At the hearing, the drug test was admitted into evidence and both parties had expert testimony. It was noted that the claimant’s drug test was positive for marijuana metabolite, carboxy-THC, which lasts in the body for an average of 3 days after smoking or ingesting marijuana. However, the test showed that THC, marijuana’s active ingredient that causes the physical effects or altered sensation, was no longer in the claimant’s system.
The ALJ found that the claimant did not violate the employer’s drug policy because he was not impaired at the time of this injury. The ALJ noted that the experts agreed that the claimant had smoked or ingested marijuana before the injury, and noted that it was difficult to pinpoint the exact time of usage. The experts further agreed that there was no evidence suggesting the claimant was physically impaired at the time of the accident, and even if the claimant had smoked marijuana right before he left for work, he would not have been suffering an impairment or physical effect at the time of the accident, which was four hours into his shift. Also, the medical records revealed no suspicion on the part of the staff at the hospital that the claimant was impaired by any drug. Therefore, the employer was not entitled to a reduction in benefits. The Commission affirmed the decision of the ALJ.
Editor’s note: Please note it appears that this decision relied on the employer’s policy which didn’t state that the employer is a "drug free" work place. It simply noted that employees can not use drugs on the premises or be under the influence.

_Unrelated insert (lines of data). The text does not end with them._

PR #1271, opened 2018-03-07
Move the "trash" logic in the indexer

jinroh:
This PR moves the "move to/from trash" logic in the indexer. It allows a more robust implementation of this process.

### DIFF
--- a/pkg/vfs/couchdb_indexer.go
+++ b/pkg/vfs/couchdb_indexer.go
@@ -173,6 +173,32 @@ func (c *couchdbIndexer) DeleteDirDoc(doc *DirDoc) error {
 	return couchdb.DeleteDoc(c.db, doc)
 }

Claimant Sustained Accident However No Disability Since Treating With Injections Weeks Prior to Injury
In Lester Taylor v. Penmac Personnel Services, Inc., v. Ace American Insurance Company, Injury No. 08-089380,the claimant was riding on a bus driven by a co-worker, at which time the co-worker made a turn, cutting the corner too tightly which caused the bus to travel into a ditch. The claimant fell out of his seat and onto the floor, and the co-worker continued to proceed uninterrupted to the destination. Upon arrival, the claimant got off the bus and expressed concern that his feet had become numb and he was experiencing pain in his low back. It was noted the claimant had a multitude of prior medical conditions including prior injuries to his lower back. In fact, the claimant had received epidural injections just 6 weeks before this incident. Both medical experts agreed that there were no acute findings on the MRI. The claimant's expert also admitted that the claimant was given the same restrictions after the work injury as he had prior to the injury. The employer's expert opined that the claimant did not sustain any permanent disability as a result of the work injury.

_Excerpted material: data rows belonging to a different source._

PR #1272, opened 2018-03-07
feat: event delete is correctly broadcasted

ptbrowne:
Deleting via `_bulk_docs` would not send realtime events as
deletions but as updates. Here we check if `_deleted` is set
to true to correctly broadcast the Delete event.

### DIFF
--- a/pkg/couchdb/proxy.go
+++ b/pkg/couchdb/proxy.go
@@ -114,6 +114,8 @@ func ProxyBulkDocs(db Database, doctype string, req *http.Request) (*httputil.Re
 					var event string
 					if doc.Rev() == "" {
 						event = realtime.EventCreate
+					} else if doc.Get("_deleted") == true {
+						event = realtime.EventDelete
 					} else {
 						event = realtime.EventUpdate
 					}


pkg/couchdb/proxy.go
```diff
@@ -114,6 +114,8 @@ func ProxyBulkDocs(db Database, doctype string, req *http.Request) (*httputil.Re
 					var event string
 					if doc.Rev() == "" {
 						event = realtime.EventCreate
+					} else if doc.Get("_deleted") == true {
```
jinroh: You probably need a type conversion here:

```go
} else if deleted, ok := doc.Get("_deleted").(bool); ok && deleted {
```

ptbrowne: It worked as is.

nono: It works, but I'm surprised that gometalinter didn't say anything about that

ptbrowne: It is working since the result of doc.Get is an interface and interface are comparable.

>  Two interface values are equal if they have identical dynamic types and equal dynamic values or if both have value nil.

ptbrowne:
Ca veut dire quoi "codecov/patch — 0% of diff hit (target 52.94%)" ? Je peux merger ?

pkg/couchdb/proxy.go
ptbrowne: @nono Why  could the problem be here ?

nono: Not a problem. It's just that gometalinter can be very nitpicking sometimes.

nono:
@ptbrowne Codecov/patch just says that your changes is not covered by unit test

The ALJ found that the claimant did sustain an accident which caused him to sustain a soft tissue injury to his lumbar spine. However, the ALJ noted that it was significant that the claimant was treating and had undergone epidural steroid injections in his low back a month and a half prior to the injury. Also, according to the expert testimony, there was no change in pathology between an MRI which was performed before the work injury, and the MRI that was performed after the work injury. Furthermore, the claimant’s symptoms prior to and after the injury were essentially the same. Therefore, the ALJ found that the claimant did not sustain any permanent disability as a result of the work injury. The Commission affirmed the Award of the ALJ.